And it looks like he’ll continue to. “I was supposed to die, I think!” he chuckles. “But pretty quickly, I realized I was just having fun and [Executive Producer] Frank Valentini walked by — ‘Still having fun?’ ‘You betcha!’ And he said, ‘As long as you’re having fun, we’re gonna keep writing for you.’ I said, ‘Okay!’ ” And the odds of his character’s long-term survival seemed to improve even more last December, when Cyrus was revealed to be the half brother of Laura and Martin (see sidebar). Beams Kober, “Frank said, ‘All this stuff, this is you. The writers are just having fun. They enjoy writing for you.’ And I couldn’t be prouder of that.”

Puppy Love: Avid photographer Kober took this portrait of his beloved two-year- old Labradoodle, Bud Powell. “He throws himself into life — and into the air and into walls [laughs]. He’s the dearest animal I’ve ever known. He raised my energy by 30 percent the day he walked into the house.”

Jeff Kober

SIBLING REVELRY

Jeff Kober is tickled pink over the reveal that his character, Cyrus, is related to Laura and Martin, sharing, “I knew that Genie Francis [Laura] and I had a really nice connection, and I thought, ‘What are they going to do with this?’ And then it was, ‘Oh, my God, she’s my sister!’ I thought, ‘She is soap opera royalty!’ And Michael [E. Knight, Martin] and I go way back. We’ve known each other for many, many years. What’s fun is that he gets in my face and he challenges me. Some people are afraid of me, but Michael isn’t, so when we got to do those scenes around my unconscious mother’s bed, he was fantastic. He was in my face with that Southern accent. I loved it!” As for Francis, he raves, “She is just waiting for someone to get in her face! She loves to act. She’s a real actress. When you’ve been doing this for so long, it’s probably challenging to be so alive all the time and bring something new to it, but she’s really committed to that and engaged in that and I just get to go along for the ride. I look forward to our scenes together.”

DID YOU KNOW?

• In 1986, Kober did a short stint on FALCON CREST as a hit man. “It was horrifying!” he shudders of his foray into prime-time soaps. “I was a fish out of water. It was not my skill set, you know?”

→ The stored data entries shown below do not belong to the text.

PR #384, opened 2026-01-09
fix: Correctly handle consumer errors and removal due to pulsar cluster restarts by unconditionally update_topics in MultiTopicConsumer

chamons:
While testing https://github.com/streamnative/pulsar-rs/pull/379 it was found in that cases when the entire pulsar broker was restarted, we'd hit a similar case:

- Instead of hitting Some(Err(e) at https://github.com/streamnative/pulsar-rs/blob/a14e8a15144a48d7d97b20c6a7fc637cbf5d780b/src/consumer/multi.rs#L381-L391
- We hit None at https://github.com/streamnative/pulsar-rs/blob/a14e8a15144a48d7d97b20c6a7fc637cbf5d780b/src/consumer/multi.rs#L377-L379

This means we still rip out the topic out of the MultiTopicConsumer forever.

I originally was going to apply a similar fix to #379, but review of the code made me realize that there was code in:

https://github.com/streamnative/pulsar-rs/blob/a14e8a15144a48d7d97b20c6a7fc637cbf5d780b/src/consumer/multi.rs#L145C12-L145C25

That actually handle keeping the initial topics around by recreating them.

It however, wasn't being called because the call was guarded by a topic_regex existence check.

I believe it is necessary for this code to be unconditionally called, because errors in consumers can drop them from a MultiTopicConsumer and we need to recreate.

Local testing confirmed that it works, with 5 full restarts of our staging pulsar cluster while under loading not hanging up once.

### DIFF
--- a/src/consumer/multi.rs
+++ b/src/consumer/multi.rs
@@ -194,7 +194,7 @@ impl<T: DeserializeMessage, Exe: Executor> MultiTopicConsumer<T, Exe> {
                     }),
             )
             .await?;
-            trace!("created {} consumers", consumers.len());
+            info!("created {} consumers", consumers.len());
             Ok(consumers)
         }));
     }
@@ -352,11 +352,9 @@ impl<T: 'static + DeserializeMessage, Exe: Executor> Stream for MultiTopicConsum
             }
         }
 
-        if self.topic_regex.is_some() {
-            if let Poll::Ready(Some(_)) = self.refresh.as_mut().poll_next(cx) {
-                self.update_topics();
-                return self.poll_next(cx);
-            }
+        if let Poll::Ready(Some(_)) = self.refresh.as_mut().poll_next(cx) {
+            self.update_topics();
+            return self.poll_next(cx);
         }
 
         let mut topics_to_remove = Vec::new();
@@ -383,11 +381,7 @@ impl<T: 'static + DeserializeMessage, Exe: Executor> Stream for MultiTopicConsum
                             "Unexpected error consuming from pulsar topic {}: {}",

• In 1988, he and CHINA BEACH co-star Dana Delany (ex-Haley, AS THE WORLD TURNS) traveled to Vietnam the month after it was opened to tourism. “We were like the only Westerners there. It was an extraordinary experience.”

China Beach

JUST THE FACTS

Birthday: December 18

Provenance: “I grew up on a farm outside of Billings [MT], so boyhood was like milking cows and working in the fields, weeding sugar beets and pinto beans and stacking hay and chasing cattle and riding motorcycles and stuff like that.”

Type Cast: “My wife [Adele Slaughter] is a writer and teaches writing, and I’m in the process of writing two books, so there’s a lot of writing going on.”

Lens Crafter: “I do photography, tintype photography, and I’ve also been doing some new photographic process where I’m printing on alternative types of paper and really large-format prints and seeing what I can do with that.”

Viewing Pleasure: “We just started watching LUPIN on Netflix, about a gentleman thief. THE QUEEN’S GAMBIT, loved that. Wonder Woman 84, loved that. And my wife and I both have a soft spot for really bad action movies — the awful ones where you’re like, ‘Why did we watch that?!’ ”

Your Song: Kober, who sings and plays guitar, is switching up his playlist for a special audience of one. “I have a back catalogue of murder ballads that I know how to sing, but we have a grandson and I’m trying to come up with things to sing to him online — and murder ballads are not really the best [laughs]. Right now I’m trying to learn the alternate tuning and thinking for ‘Buckets of Rain’ by Dylan because I think that would be delightful for him.”